First reports were that 14 had died with forty to fifty injured but this was later revised to 23 killed on the day (16 officers and seven soldiers). Four of the officers were members of the Home Guard. Two other officers died from wounds in the next few days, one on 14 April the other (a Home Guard officer) on 15 April, to bring the total deaths to 25.

==Inquiry==
The Court of Inquiry found the pilot, 21-year-old Sergeant William McLachlan, was guilty of making an error of judgement and that the weather at the time contributed to the incident. The pilot of the Hurricane had misidentified the spectators as dummies, thinking that they were part of the demonstration when he opened fire.

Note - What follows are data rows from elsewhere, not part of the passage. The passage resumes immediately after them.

PR #258, opened 2017-07-14
Make Cortex M driver write DCCIMVAC prior to reading or writing each 32 bytes of RAM

nickd4:
Single stepping / tracing did not work properly with STM32F767, debugger couldn't see values of local variables etc. This turns out to be because the data cache was enabled so memory was out of date.

This gist demonstates the problem, I captured it before I debugged the issue and reported it on gitter:
https://gist.github.com/nickd4/ec8628c2ce90658c3efe44ead3d2116e
Looking at the register dump, it had just entered the function InitGraphics() and stored the value from r0 into pNewLCD (the name of the function parameter), r0 contained the correct value and r7+4 contained the correct address of pNewLCD and pc was the instruction just after the store... so p/x pNewLCD should have shown the same value as in r0, but it showed 0 instead, which was clearly incorrect.

The problem went away when I disabled the D-cache but this was clearly unsatisfactory so I looked up in the Cortex-M documentation how to flush the cache prior to accessing memory, here it is here:
http://infocenter.arm.com/help/index.jsp?topic=/com.arm.doc.dui0646b/BABIGDDC.html
Out of this list, the most appropriate command in this situation seemed to be writing DCCIMVAC. So I tried this in gdb and it appeared to fix the problem, here is the gdb session demonstrating this:
https://gist.github.com/nickd4/222ea242febde0c6c35b8bffbea9ca75

Therefore, I incorporated this change into the Black Magic firmware, with several optimizations, firstly it only does it for RAM regions (I figure flash will never change and memory mapped registers are not cached), secondly it does 32 byte blocks since apparently only bits 31..5 of DCCIMVAC are significant.

I then captured a final gdb session with the revised firmware showing that it definitely fixes the problem:
https://gist.github.com/nickd4/bdb13234db7d3a12b60eeb27cc7606f5

### DIFF
--- a/src/target/cortexm.c
+++ b/src/target/cortexm.c
@@ -181,11 +181,43 @@ ADIv5_AP_t *cortexm_ap(target *t)
 
 static void cortexm_mem_read(target *t, void *dest, target_addr src, size_t len)
 {
+	/* flush data cache for RAM regions that intersect requested region */
+	target_addr src_end = src + len; /* following code is NOP if wraparound */
+	/* requested region is [src, src_end) */
+	for (struct target_ram *r = t->ram; r; r = r->next) {
+		target_addr ram = r->start;
+		target_addr ram_end = r->start + r->length;
+		/* RAM region is [ram, ram_end) */
+                if (src > ram)
+			ram = src;
+		if (src_end < ram_end)
+			ram_end = src_end;
+		/* intersection is [ram, ram_end) */
+		for (ram &= ~0x1f; ram < ram_end; ram += 0x20)
+			adiv5_mem_write(cortexm_ap(t), CORTEXM_DCCIMVAC, &ram, 4);
+	}
+
 	adiv5_mem_read(cortexm_ap(t), dest, src, len);
 }
 
 static void cortexm_mem_write(target *t, target_addr dest, const void *src, size_t len)
 {
+	/* flush data cache for RAM regions that intersect requested region */
+	target_addr dest_end = dest + len; /* following code is NOP if wraparound */
+	/* requested region is [dest, dest_end) */
+	for (struct target_ram *r = t->ram; r; r = r->next) {
+		target_addr ram = r->start;
+		target_addr ram_end = r->start + r->length;
+		/* RAM region is [ram, ram_end) */
+                if (dest > ram)
+			ram = dest;
+		if (dest_end < ram_end)
+			ram_end = dest_end;
+		/* intersection is [ram, ram_end) */
+		for (ram &= ~0x1f; ram < ram_end; ram += 0x20)
+			adiv5_mem_write(cortexm_ap(t), CORTEXM_DCCIMVAC, &ram, 4);
+	}
+
 	adiv5_mem_write(cortexm_ap(t), dest, src, len);
 }
 
--- a/src/target/cortexm.h
+++ b/src/target/cortexm.h
@@ -37,6 +37,9 @@
 #define CORTEXM_DCRDR		(CORTEXM_SCS_BASE + 0xDF8)
 #define CORTEXM_DEMCR		(CORTEXM_SCS_BASE + 0xDFC)
 
+/* Data cache clean and invalidate by address to the PoC=Point of Coherency */
+#define CORTEXM_DCCIMVAC	(CORTEXM_SCS_BASE + 0xF70)
+
 #define CORTEXM_FPB_BASE	(CORTEXM_PPB_BASE + 0x2000)
 
 /* ARM Literature uses FP_*, we use CORTEXM_FPB_* consistently */


src/target/cortexm.c
```diff
@@ -181,11 +181,43 @@ ADIv5_AP_t *cortexm_ap(target *t)
 
 static void cortexm_mem_read(target *t, void *dest, target_addr src, size_t len)
 {
+	/* flush data cache for RAM regions that intersect requested region */
```
gsmcmullin: I'd pull this whole blob out into a `cortexm_cache_clean` function that can be called from read and write to avoid code duplication.

src/target/cortexm.c
```diff
@@ -181,11 +181,43 @@ ADIv5_AP_t *cortexm_ap(target *t)
...
+		target_addr ram = r->start;
+		target_addr ram_end = r->start + r->length;
+		/* RAM region is [ram, ram_end) */
+                if (src > ram)
+			ram = src;
+		if (src_end < ram_end)
+			ram_end = src_end;
+		/* intersection is [ram, ram_end) */
+		for (ram &= ~0x1f; ram < ram_end; ram += 0x20)
+			adiv5_mem_write(cortexm_ap(t), CORTEXM_DCCIMVAC, &ram, 4);
```
gsmcmullin: No need to invalidate on read; this could be `DCCMVAC`.  I'd make the new `cortexm_cache_clean` function take a boolean invalidate parameter.

src/target/cortexm.c
```diff
@@ -181,11 +181,43 @@ ADIv5_AP_t *cortexm_ap(target *t)
...
+	for (struct target_ram *r = t->ram; r; r = r->next) {
+		target_addr ram = r->start;
+		target_addr ram_end = r->start + r->length;
+		/* RAM region is [ram, ram_end) */
+                if (src > ram)
+			ram = src;
+		if (src_end < ram_end)
+			ram_end = src_end;
+		/* intersection is [ram, ram_end) */
+		for (ram &= ~0x1f; ram < ram_end; ram += 0x20)
```
gsmcmullin: Cache line length should be detected, not hard-coded.

nickd4:
Yes good idea, I will do those things, I haven't had time but I will get to it.

One question: Is there an easy way to enumerate devices in a Cortex-M microcontroller? I can't think how we would determine whether the microcontroller has the D-cache. The registers like DCCIMVAC seem to be write only so, I don't think it's easy to tell if they exist. The only way I can see is to laboriously go through the datasheet for all support devices, did I miss something?

My suggestion is I make it configurable on a device level but I then set it to "true" in all devices, others can check the datasheet if they want to optimize the Black Magic Probe's performance on their device.

Also, I honestly don't think it really hurts too much to just do it for all devices, the RAM regions optimization was supposed to make this less painful. It's certainly better to be slower on some devices than to make errors on other devices.

nickd4:
Just rereading the comments I see that the suggestion is to auto detect cache presence and line length.

I think the only way we can do this is to load some code into the micro and execute it, since the debugger can't actually see the cache, it can only indirectly see the effect of the cache via getting the micro to do something. But I think this would be kind of risky because we'd have to overwrite some target RAM or otherwise interfere. Or is there some backdoor way of getting the micro to execute an arbitrary instruction?

I also don't think the line length is going to change in any Cortex M microcontroller, the Cortex M architecture manual is completely clear on which bits of DCCIMVAC and friends are significant.

gsmcmullin:
I haven't had a chance to read over this in enough detail, but the ARMv7-M Architecture Reference Manual (DDI 0403E.b), section B4.8 describes 'Cache Control Identification Registers': 

> The Cache Control Identification Registers are used to determine if a closely-coupled cache is implemented and determine the features of the cache.

If the cache line length is fixed, I haven't seen it in the docs.

nickd4:
I am looking at DDI0489D "ARM Cortex M7 Processor Revision r1p1 Technical Reference Manual", in section 3.2 it shows this:

Address Name Type Reset Description
0xE000ED78 CLIDR RO - i Cache Level ID Register on page 3-9
0xE000ED7C CTR RO 0x8303C003 Cache Type Register
0xE000ED80 CCSIDR RO - j Cache Size ID Register on page 3-10
0xE000ED84 CSSELR RW UNPREDICTABLE Cache Size Selection Register on page 3-12

So I think we should be looking at CLIDR bit 1 as follows:

Bits Name Function
[2:0] - Level 1 cache type:
0b001 Instruction cache is implemented.
0b010 Data cache is implemented.
0b011 Instruction and data cache are implemented.
0b000 No instruction or data cache are implemented.

And also CCSIDR bits [2:0] as follows:

Bits Name Function
[2:0] LineSize Indicates the number of words in each cache line.
0x1 Represents 32 bytes.

Although, since only one value is defined I guess it cannot change.

The only problem here might be if these registers are only defined for Cortex M7 and not other Cortex M.

Strangely in DDI0403D "ARM v7-M Architecture Reference Manual" there is no section B4.8, it just goes from B4.7 "Floating point feature identification registers" to B5.1 "About the ARMv7-M system instructions". So I guess the cache control identification stuff was added in a later revision of the spec (DDI0403E.b which I will try to download when I get time). But this makes me think they may not be reliably present in all Cortex-M microcontrollers. I suppose we could check for Cortex M7 somehow.

cheers, Nick

PR #264, opened 2017-07-29
Add efr32 Blue Gecko family support

dholth:
In progress, still having trouble getting it to work, but it was able to flash given a gdb-driven load & call of stub.


dholth:
By adding a linker script that puts the stub at the start of RAM, it is possible to use a single blackmagicprobe to load and debug the resulting .elf file without requiring the probe to understand how to flash the target.

dholth:
An error here is that the objcopy -O binary should happen against the .elf, otherwise _estack will be loaded as 0.

dholth:
I am now happy with this pull request. It works and it keeps support for both the EFM32 and EFR32 families.

ryankurte:
Hey, this is super cool / glad to find someone has a better grasp on this than I ^_^

Would you be open to including the EFM32(J|P)G(1|12|13)B families also? 
They're the same architecture as the FG and MG, so adding their definitions pretty much just works (in fact, it works as is just without a processor ID / custom commands).
If not, no stress, and I can open a PR when this one is closed.

Also had a [go](https://github.com/ryankurte/blackmagic/blob/feature/efm32-draco-target/src/target/efm32.c#L310) at a different way of representing the cores to try to make it easier to add new ones if that's interesting to you (though my branch is a bit out of date now).

Cheers,

Ryan

dholth:
@ryankurte very glad to find someone else interested in these chips.  I've stumbled quite a bit developing this but eventually got it to flash. It would make sense to support all similar EFM32's here, my list came from the reference manual for the BGM113 I'm playing around with. Your code looks cleaner than the original and you've done a better job than I at recognizing that more than just the MSC has changed between generations. Maybe it is foolish to try to share the flashing functions between the generations.
My code needs to be cleaned up and simplified before it can be accepted into upstream. I'd be delighted to work on this with you in my fork if you'd like to submit PR's.
Do you have a cool EFM32 application or PCB project?

dholth:
Another thing I've noticed is that many important locations in device info are actually the same across generations.

ryankurte:
Yeah, I use them quite a lot. Have some stuff for [building](
https://github.com/ryankurte/efm32-base) for them and a couple of other
public projects.

There's a bunch of commonality (most of the difference seems to be that
they zero-indexed the layout in the new manual), but also a few things like
the MSC that are not. Seems like the more that can be kept common the
better for maintenance.

Haven't had a chance to look at it again yet, but if/when I find the time I
will open a PR against yours ^_^

dholth:
Notably all the chips appear to store the flash page size, flash and ram size in the same places. Makes your table smaller. All you really have to hardcode is which gen it is.

dholth:
Unfortunately the stub has resisted several attempts at simplification. Haven't been able to write a simpler non-crashing version yet.

esden:
Hi @dholth thank you for trying to add support for this. Unfortunately we can not merge it with the size and complexity of your submission. I recommend a complete from scratch rewrite of the stub without the use of any vendor supplied code.

In the form that it is now it would violate the way we like to keep the codebase small and maintainable.

dholth:
Please be more specific. How many lines of code would be small enough? If we ignored the obviously ugly stub, what specifically about the target/efm32.c implementation is objectionable? Could you rank these attributes of the code?

* Use of pointer arithmetic
* Many cases in switch statement
* Extra reformatting
* Strings
* include statement

gsmcmullin:
Superceded by #372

An inquest held at Warminster into the 27 deaths (Note: The Times report contradicts other sources that give the total deaths at 25.) recorded that the deaths were caused by gunshot wounds and attributed to misadventure. The RAF pilot told the inquest he lost sight of the aeroplane he was following in the haze and realised he had made a mistake after he fired. While the coroner said that the pilot was British and not American, McLachlan was an American-born Canadian pilot serving in the Royal Canadian Air Force.

==Aftermath==
The demonstration for Churchill and Marshall went ahead as planned three days later. McLachlan was killed when he was shot down in his Hurricane over France during a night raid on 29 June 1942. On 13 April 2012, a plaque was unveiled on the 70th anniversary of the incident at St Giles' Church, Warminster.